Two Kaka'i candidates in Kirkuk and Nineveh guaranteed seats in the provincial council based on the votes they collected for the first time, noting that the Kaka'i component was not allocated seats under the quota system.
According to the final results of the Iraqi provincial council elections that took place on December 18, 2023, Hoshyar Hijran Al-Kaka’i from (Kirkuk Our Strength and Our Will Alliance) won 7,108 votes, and Muhammad Jassim Al-Kaka’i (Nineveh People’s Union Alliance) won 3,738 votes in seats in Kirkuk and Nineveh provinces.
The two alliances were mainly formed by the Patriotic Union of Kurdistan PUK, one of the leading Kurdish political parties, led by Bafel Jalal Talabani.

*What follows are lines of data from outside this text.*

PR #3320, opened 2018-10-10
Update monitor labels on the stage when language changes

chrisgarrity:
### Resolves

- Resolves https://github.com/LLK/scratch-vm/issues/1279

### Proposed Changes

A complete rewrite of OpcodeLabels. Instead of a function, it’s a class that maintains a current translator function, and updates the opcode labelFn for each opcode when a new translator function is set. The new function `getLabel` provides the original functionality, to return the object with `category` and `labelFn` based on the opcode.

Wrap MonitorList with the `InjectIntl` HOC so that it has access to the intl object. Then pass `intl.formatMessage` as the translator function to `OpcodeLabels`.

### Reason for Changes

Monitors on the stage don't update language correctly when switching language. It seemed worth figuring out how to update the language using the GUI (react-intl) framework instead of ScratchBlocks.ScratchMsgs. It uses the same strategy as storage (passing an translation function) for the default project.

### Test Coverage

Try it: https://chrisgarrity.github.io/scratch-gui/issue/vm1279-monitor-label/

Note: All of the strings are new translation ids in gui. So none of them will be translated until we go through a translation cycle. You can check that it's really using the new ids by looking for a message like `[React Intl] Missing message: "gui.opcodeLabels.costumenumber" for locale: "fr", using default message as fallback.` in the console.

Since most of the strings have already been translated for blocks, they should automatically be translated for gui once they're added. I'd like to add an integration test once we have some known translations.

### Browser Coverage

Mac
 * [x] Chrome 
 * [x] Firefox 
 * [x] Safari
 
Windows
 * [ ] Chrome 
 * [ ] Firefox 
 * [ ] Edge
 
Chromebook
 * [ ] Chrome
 
iPad
* [ ] Safari

Android Tablet
* [ ] Chrome

### DIFF
--- a/src/lib/opcode-labels.js
+++ b/src/lib/opcode-labels.js
@@ -1,126 +1,247 @@
-import ScratchBlocks from 'scratch-blocks';
+import {defineMessages} from 'react-intl';
 
-const opcodeMap = {
-    // Motion
+const messages = defineMessages({
     motion_direction: {
-        category: 'motion',
-        labelFn: () => ScratchBlocks.ScratchMsgs.translate('MOTION_DIRECTION', 'direction')
+        defaultMessage: 'direction',
+        description: 'Label for the direction monitor when shown on the stage',
+        id: 'gui.opcodeLabels.direction'
     },
     motion_xposition: {
-        category: 'motion',
-        labelFn: () => ScratchBlocks.ScratchMsgs.translate('MOTION_XPOSITION', 'x postion')
+        defaultMessage: 'x postion',
+        description: 'Label for the x position monitor when shown on the stage',
+        id: 'gui.opcodeLabels.xposition'
     },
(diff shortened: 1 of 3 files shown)


src/lib/opcode-labels.js
```diff
@@ -1,126 +1,248 @@
...
+                return this._translator(messages.sensing_current_dayofweek);
+            case 'hour':
+                return this._translator(messages.sensing_current_hour);
+            case 'minute':
+                return this._translator(messages.sensing_current_minute);
+            case 'second':
+                return this._translator(messages.sensing_current_second);
+
+
+            }
```
paulkaplan: Nit: Couple extra newlines above

chrisgarrity: And magically they disappear (force push)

Hoshyar Hijran, who won a seat in the Kirkuk Provincial Council, told (KirkukNow), “Winning a seat in the current session of the Provincial Council as a Kaka’i candidate is important so that I can serve them in all sectors, and pointed our priorities are to seek to rehabilitate the Kaka’i villages, and to address the problem of lands and lifting the night curfew in the Kakai areas.”
The Kaka'is participated with eight candidates in the provincial council elections within the framework of the lists of the PUK and the Kurdistan Democratic Party KDP, four of them in Kirkuk Governorate, three in Diyala Governorate, and one in Nineveh, all of whom won 18,000 votes.
Kaka'i, Yarsanism, or Ahl Alhaq, is a secretive monotheist spiritual religion that has no special places for worship, a religion mostly practiced in Iraq and Iran. Kaka'i followers are about 100,000, mostly found in the northern provinces of Sulaymaniyah, Kirkuk, Erbil, and Ninewa up to Diyala in the middle of Iraq.
Yarsanism has not been officially recognized in the Iraqi constitution yet it has been in the semi-autonomous Iraqi Kurdistan Region IKR. Their villages and towns were a target for extremist militants of the Islamic State of Iraq and Syria ISIS who persecuted them as “idol worshippers.”
The votes collected by the Kakai candidates were distributed as follows: over 10,000 votes in Kirkuk, about 4,000 votes in Diyala, and over 3,700 votes in Nineveh, but these votes guaranteed them only two seats in Kirkuk and Nineveh.
Muhammad Jassim, the Kaka’i candidate who won a seat in Nineveh Governorate, told KirkukNow, “This is the first time that the Kaka’is have reached the council.”
“I will strive to serve the people in general and the Kaka’is in particular. I have several ideas and strategic projects to implement in the Kaka’i villages including establishing hospitals and providing job and employment opportunities.”
The Kaka'is throughout Iraq and the Iraq Kurdistan Region IKR have a single quota seat in the Halabja Provincial Council, which is not known when it will be formed, but they had candidates among other lists and entities, and in the current session of the Iraqi parliament they have two seats for the Kirkuk and Nineveh governorates.
Over the past years, the KirkukNow has paid special attention to the issue of the Kaka’is and has continued to convey the voice of this component through press reports and follow-ups, including their demands related to granting them representation in legislative and executive institutions, as they are deprived of representation in most administrative and military authorities, even in their regions.